If we had to perform a grim ranking of cancer, liver cancer would score top marks. In sixth place in terms of prevalence, the disease comes in as third deadliest. The new therapy developed in partnership between the Faculty of Pharmaceutical Sciences at the University of Geneva and the Service of Interventional Radiology at the Lausanne University Hospital (CHUV) could affect a large number of patients.

The idea is simple, starving liver tumours to death. This forced regimen works on two fronts. First, embolisation spheres stop blood flow to diseased cells by blocking the capillary arteries in the liver. Then the beads release an anti-angiogenic agent to prevent the development of new blood vessels.

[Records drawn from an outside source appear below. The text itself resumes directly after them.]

PR #14330, opened 2024-06-08
stats.lua: add page 5 for currently selected tracks information

kasper93:


kasper93:
@na-na-hi: Would you be acceptable to move `display-tags` to page 5?

kasper93:
> I think it is acceptable if file tags are displayed above the selected track info, similar how mediainfo does it.

They can be in `File:` section.

PR #14331, opened 2024-06-08
ad_{lavc,spdif}: initialize channel layout

kasper93:
It is not always available for the demuxer, so update it from decoder.


kasper93:
@jeeb if you know better way to get channel layout, specifically for out mvk demuxer. I don't see this information, before we actually parse the stream.

Issue #14332, opened 2024-06-09
OSC does not show ms precision timestamps anymore with timems enabled


zeromind:
### mpv Information

```bash
mpv v0.38.0-476-gd2bd77ada0 Copyright © 2000-2024 mpv/MPlayer/mplayer2 projects
 built on Jun  8 2024 23:54:22
libplacebo version: v7.349.0 (v7.349.0-rc1-2-gbc9de9c7)
FFmpeg version: N-115628-g658439934b
FFmpeg library versions:
   libavutil       59.21.100
   libavcodec      61.7.100
   libavformat     61.3.104
   libswscale      8.2.100
   libavfilter     10.2.102
   libswresample   5.2.100
```

### Important Information

- Platform version: openSUSE Slowroll 20240429
- GPU model, driver and version: Intel Arc A380
- Source: built using mpv-build
- Introduced in version: https://github.com/mpv-player/mpv/commit/525fa85932a8cd431470b4d80afd5ab2d8c858c5

### Reproduction Steps

1. Start watching video with ms precision timestamps enabled for OSC: `mpv --no-config --script-opts=osc-timems=yes 'https://www.youtube.com/watch?v=dQw4w9WgXcQ'`
2. move cursor to show OSC

### Expected Behavior

OSC shows timestamps with **ms** precision

### Actual Behavior

OSC shows timestamps with **second** precision

### Log File

[timems.log](https://github.com/user-attachments/files/15749978/timems.log)

### I carefully read all instruction and confirm that I did the following:

- [X] I tested with the latest mpv version to validate that the issue is not already fixed.
- [X] I provided all required information including system and mpv version.
- [X] I produced the log file with the exact same set of files, parameters, and conditions used in "Reproduction Steps", with the addition of `--log-file=output.txt`.
- [X] I produced the log file while the behaviors described in "Actual Behavior" were actively observed.
- [X] I attached the full, untruncated log file.
- [X] I attached the backtrace in the case of a crash.

PR #14333, opened 2024-06-09
osc.lua: fix timetotal and timems settings

na-na-hi:
Fixes: #14332

### DIFF
--- a/player/lua/osc.lua
+++ b/player/lua/osc.lua
@@ -222,6 +222,15 @@ local function set_osd(res_x, res_y, text, z)
     state.osd:update()
 end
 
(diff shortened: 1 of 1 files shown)


player/lua/osc.lua
```diff
@@ -2984,6 +2989,9 @@ end
 opt.read_options(user_opts, "osc", function(changed)
     validate_user_opts()
     set_osc_styles()
+    if changed.timetotal or changed.timems then
```
kasper93, line 2992: Sorry to be nitpicky, but this time I would be explicit and check them separately.

kasper93 (approved):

This method is both more targeted and more effective than current forms of chemotherapy. “All the preclinical toxicity and efficacy tests were conducted successfully. Now we’re moving into the clinical phase,” says Professor Alban Denys, chief of the Department of Interventional Radiology at CHUV.

As proof of the new therapy’s potential even at this early development stage, the patent filed with the support of PACTT, the technology transfer office at CHUV, has been licensed to the British pharmaceutical group BTG. Professor Denys and his research team (Pierre Bize from CHUV and Katrin Fuchs, Olivier Jordan and Professor Gerrit Borchard from the University of Geneva) have received the CIRSE Award of Excellence and Innovation in Interventional Radiology and the 2014 JVIR Editor’s award for Outstanding Laboratory Investigation for their achievements.

“This kind of recognition is rare in a researcher’s life,” Alban Denys says. Years and years of research separate the idea from the new drug. In between, the patent, administrative procedures and partnerships within the pharmaceutical industry are the compulsory but essential steps towards pushing the bounds of research further.”